You have 6 liters of water that have 20 percent strawberry juice. How many liters of a 80 percent strawberry juice should be added to the mixture to make 75 percent strawberry juice?

Solution: Use of two variables leading to a system of linear equations.

Le x be number of liters of water that contain 20 percent strawberry juice.

Let y represent number of liters of water that contain 80 percent strawberry juice.

x + y = 6

0.20x + 0.80y = 0.75 × 6

Solve by substitution

x = 6 - y

0.20 × (6 - y) + 0.80y = 4.5

0.20 × 6 - 0.20 × y + 0.80y = 4.5

1.2 + 0.80y - 0.20y = 4.5

1.2 + 0.60y = 4.5

1.2 - 1.2 + 0.60y = 4.5 - 1.2

0.60y = 3.3

0.60y / 0.60 = 3.3 / 0.60

y = 5.5

x = 6 - 5.5 = 0.5

Therefore, if you want your juice to contain 75% strawberry juice, do the following:

Mix 5.5 liters of water that has 80% strawberry juice with 0.5 liter of water that has 20% strawberry juice.
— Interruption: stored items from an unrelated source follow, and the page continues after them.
Issue #2600, opened 2019-05-28
Lack of RadioNodeList


TechQuery:
## Basic info

- **Node.js version:** 8.0.0+
- **jsdom version:** 12.0.0+

## Minimal reproduction case

```js
const { JSDOM } = require("jsdom");

const { window: { document } } = new JSDOM(`
<form>
    <input type="radio" name="radio" value="r1">
    <input type="radio" name="radio" value="r2">

    <input type="checkbox" name="check" value="c1">
    <input type="checkbox" name="check" value="c1">
</form>
`);

const { radio, check } = document.form[0].elements;

console.assert(radio.constructor.name === 'RadioNodeList', 'List of Radio inputs');
console.assert(check.constructor.name === 'RadioNodeList', 'List of CheckBox inputs'); 
```

## Specification

https://html.spec.whatwg.org/multipage/common-dom-interfaces.html#radionodelist

alex-cleo:
Hello there.

Any updates on this? My code depends on `if (element instanceof RadioNodeList) { ... }` which makes the test fail.

domenic:
https://mobile.twitter.com/slicknet/status/782274190451671040

alex-cleo:
> 

I'll take a look after work. If I'm able to do it myself I'll gladly create one

vlakoff:
This issue seems to have been fixed by #3337.

TechQuery:
> This issue seems to have been fixed by #3337.

@vlakoff Thanks, @UndefinedBehaviour referred this issue instead of `fix` it, so it keeps open for 3 years...

PR #3337, opened 2022-02-09
implement HTMLFormControlsCollection and RadioNodeList

UndefinedBehaviour:
https://github.com/jsdom/jsdom/issues/2600

### DIFF
--- a/lib/jsdom/living/nodes/HTMLFormControlsCollection-impl.js
+++ b/lib/jsdom/living/nodes/HTMLFormControlsCollection-impl.js
@@ -1,0 +1,33 @@
+"use strict";
+
+const HTMLCollectionImpl = require("./HTMLCollection-impl").implementation;
+const RadioNodeList = require("../generated/RadioNodeList");
+
+exports.implementation = class HTMLFormControlsCollectionImpl extends HTMLCollectionImpl {
+  namedItem(name) {
+    if (name === "") {
+      return null;
+    }
+
+    this._update();
+
+    const nodeList = RadioNodeList.createImpl(this._globalObject, [], {
+      element: this,
+      query: () => this._list.filter(
+        e => e.getAttributeNS(null, "id") === name || e.getAttributeNS(null, "name") === name
+      )
+    });
+
+    switch (nodeList.length) {
+      case 0: {
+        return null;
+      }
+      case 1: {
+        return nodeList.item(0);
+      }
+      default: {
+        return nodeList;
+      }
+    }
+  }
+};
--- a/lib/jsdom/living/nodes/RadioNodeList-impl.js
+++ b/lib/jsdom/living/nodes/RadioNodeList-impl.js
@@ -1,0 +1,49 @@
+"use strict";
+
+const NodeListImpl = require("./NodeList-impl").implementation;
+
+class RadioNodeListImpl extends NodeListImpl {
+  // https://html.spec.whatwg.org/multipage/common-dom-interfaces.html#dom-radionodelist-value
+  // Note in general the spec says to manipulate/consult checkedness, but we use `checked` instead
+  // because the spec isn't very good here: https://github.com/whatwg/html/issues/7612.
+
+  get value() {
+    this._update();
+
+    const element = this._list.find(e => e._localName === "input" && e.type === "radio" && e.checked);
+    if (element === undefined) {
+      return "";
+    }
+
+    if (!element.hasAttributeNS(null, "value")) {
+      return "on";
+    }
+
+    return element.getAttributeNS(null, "value");
+  }
+
+  set value(value) {
+    let element;
+    if (value === "on") {
+      element = this._list.find(
+        e => e._localName === "input" &&
+             e.type === "radio" &&
+             (!e.hasAttributeNS(null, "value") || e.getAttributeNS(null, "value") === value)
+      );
+    } else {
+      element = this._list.find(
+        e => e._localName === "input" &&
+             e.type === "radio" &&
+             (e.hasAttributeNS(null, "value") && e.getAttributeNS(null, "value") === value)
+      );
+    }
+
+    if (element) {
+      element.checked = true;
+    }
+  }
+}
+
+module.exports = {
+  implementation: RadioNodeListImpl
+};
--- a/lib/jsdom/living/interfaces.js
+++ b/lib/jsdom/living/interfaces.js
@@ -31,6 +31,7 @@ const generatedInterfaces = {
   Comment: require("./generated/Comment"),
   DocumentType: require("./generated/DocumentType"),
   NodeList: require("./generated/NodeList"),
+  RadioNodeList: require("./generated/RadioNodeList"),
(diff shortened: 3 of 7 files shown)


domenic:
From a first glance, this looks very impressive! I won't have time to do a full review until the weekend, but I am optimistic. Nice work!

domenic:
Do fix the lint though :)

UndefinedBehaviour:
Thank you! lint fixed! 😛

lib/jsdom/living/nodes/HTMLFormControlsCollection-impl.js
```diff
@@ -0,0 +1,30 @@
...
+exports.implementation = class HTMLFormControlsCollectionImpl extends HTMLCollectionImpl {
+  namedItem(key) {
+    if (!key) {
+      return null;
+    }
+    this._update();
+    const nodeList = RadioNodeList.createImpl(this._globalObject, [], {
+      element: this,
+      query: () => this._list.reduce((a, b) => {
+        if (b.getAttributeNS && (b.getAttributeNS(null, "id") === key || b.getAttributeNS(null, "name") === key)) {
```
domenic, line 15: When would getAttributeNS not be truthy?

lib/jsdom/living/nodes/RadioNodeList-impl.js
```diff
@@ -0,0 +1,28 @@
+"use strict";
+
+const NodeListImpl = require("./NodeList-impl").implementation;
+
+class RadioNodeListImpl extends NodeListImpl {
+  get value() {
+    this._update();
+    const element = this._list.find(e => e._localName === "input" && e.type === "radio" && e.checked);
+    if (element) {
+      return element.value ? element.value : "on";
```
domenic, line 10: Why are you excluding elements with empty string value?

lib/jsdom/living/nodes/HTMLFormControlsCollection-impl.js
UndefinedBehaviour: just looking at the code in HTMLCollection-impl.js I didn't see any obvious check and wanted to play it safe... but yeah I guess if getAttributeNS is missing here there must a bigger problem somewhere else so this is not the place for that check...

lib/jsdom/living/nodes/RadioNodeList-impl.js
UndefinedBehaviour: oops... fixed!
(the wpt suite doesn't check this case 😮)

lib/jsdom/living/nodes/RadioNodeList-impl.js
```diff
@@ -0,0 +1,28 @@
+"use strict";
+
+const NodeListImpl = require("./NodeList-impl").implementation;
+
+class RadioNodeListImpl extends NodeListImpl {
+  get value() {
+    this._update();
+    const element = this._list.find(e => e._localName === "input" && e.type === "radio" && e.checked);
```
domenic, line 8: `e.checked` doesn't necessarily represent the checkedness that the spec asks about. As you can see from https://html.spec.whatwg.org/#attr-input-checked it's a pretty complicated relationship. Instead, check `e._checkedness`.

lib/jsdom/living/nodes/RadioNodeList-impl.js
```diff
@@ -0,0 +1,28 @@
...
+    if (element && element.value !== "") {
```
domenic, line 9: Let's follow the spec more exactly here. It has a step that says "if element is null, return the empty string". Please translate that, in this case becoming `if (element === undefined) { return ""; }`.

Then it says, "If element is an element with no [value](https://html.spec.whatwg.org/#attr-input-value) attribute, return the string "on"." This is not very well-written spec text, but again, let's try to translate it. In this case it'd be `if (!("value" in element)) { return "on"; }`.

And then there's a final step... that one should be clear.

lib/jsdom/living/nodes/RadioNodeList-impl.js
```diff
@@ -0,0 +1,28 @@
...
+      return element.value ? element.value : "on";
+    }
+    return "";
+  }
+  set value(value) {
+    this._update();
```
domenic, line 15: Again, this doesn't follow the spec very well. Please try to translate it more precisely.

lib/jsdom/living/nodes/RadioNodeList-impl.js
```diff
@@ -0,0 +1,28 @@
...
+    const element = this._list.find(
+      // https://html.spec.whatwg.org/multipage/common-dom-interfaces.html#dom-radionodelist-value "On setting..."
+      e => e._localName === "input" && e.type === "radio" && (e.value ? value === e.value : value === "on")
+    );
+    if (element) {
+      element.checked = true;
```
domenic, line 21: As above, change the `_checkedness`, not `checked`.

domenic (changes requested):
OK, the full review is here!

In general the main advice is: follow the spec as precisely as possible. The closer of a translation it is, the easier maintenance is in the future, and the easier it is for reviewers or other code-readers to see that it's obviously correct. If you have any questions about how to translate, please feel free to ask them, and I or someone else should be able to chime in pretty fast.

Finally, I suspect a lot of the changes I'm requesting aren't covered by web platform tests. If you have the extra time, it'd be much appreciated to drop extra test cases into the to-upstream web platform tests directory, testing those edge cases. (E.g., cases where `checked` doesn't match the `_checkedness`.) It's not required but would be a nice bonus :).

lib/jsdom/living/nodes/RadioNodeList-impl.js
domenic: Hmm. Actually I suspect the spec is wrong here. Please leave as-is and add a comment linking to https://github.com/whatwg/html/issues/7612 .

If you change this to `_checkedness`, do any tests fail? If none do, then adding one would be super appreciated (but again not required). It would help us straighten out the spec situation.

UndefinedBehaviour: Yes, if you use `_checkedness` here then a couple tests in `radionodelist.html` will fail as multiple buttons will have their _checkedness set to true

lib/jsdom/living/nodes/HTMLFormControlsCollection-impl.js
```diff
@@ -0,0 +1,30 @@
...
+
+exports.implementation = class HTMLFormControlsCollectionImpl extends HTMLCollectionImpl {
+  namedItem(key) {
+    if (!key) {
+      return null;
+    }
+    this._update();
+    const nodeList = RadioNodeList.createImpl(this._globalObject, [], {
+      element: this,
+      query: () => this._list.reduce((a, b) => {
```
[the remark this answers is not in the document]
UndefinedBehaviour: Yeah `filter` works and is more straightforward... not sure why i thought i'd use `reduce` here...

domenic (approved):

Your juice should taste better now!

The mixture word problems I solved above are typical questions. You may not encounter these word problems a lot in algebra. However, it is good idea to know how to solve these mixture word problems.

When solving mixture word problems, I suggest you do it with a system of linear equations.